## TASK ITEM:
Using the entries below, show all lines with the string "output".

## PROVIDED DATA:
PR #8541, opened 2024-07-08
Fix crash when asking grdcut to output file with no extension.

### LINKED ISSUE #8537: grdcut: segmentation fault if output extension is omitted
See forum for details:  https://forum.generic-mapping-tools.org/t/error-recognizing-tif-files-from-remote-dataset/5035/7

I offer to fix it (with Joaquim guidance).

The source code should be fixed. I think I will have to edit this file: 
https://github.com/GenericMappingTools/gmt/blob/master/src/grdcut.c

joa-quim:
Fix #8537

### DIFF
--- a/src/gmt_gdalwrite.c
+++ b/src/gmt_gdalwrite.c
@@ -104,7 +104,7 @@ int gmt_export_image(struct GMT_CTRL *GMT, char *fname, struct GMT_IMAGE *I) {
 
 	ext = gmt_get_ext(fname);
 	if (ext == NULL) {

## EXERCISE SOLUTION:
Fix crash when asking grdcut to output file with no extension.
### LINKED ISSUE #8537: grdcut: segmentation fault if output extension is omitted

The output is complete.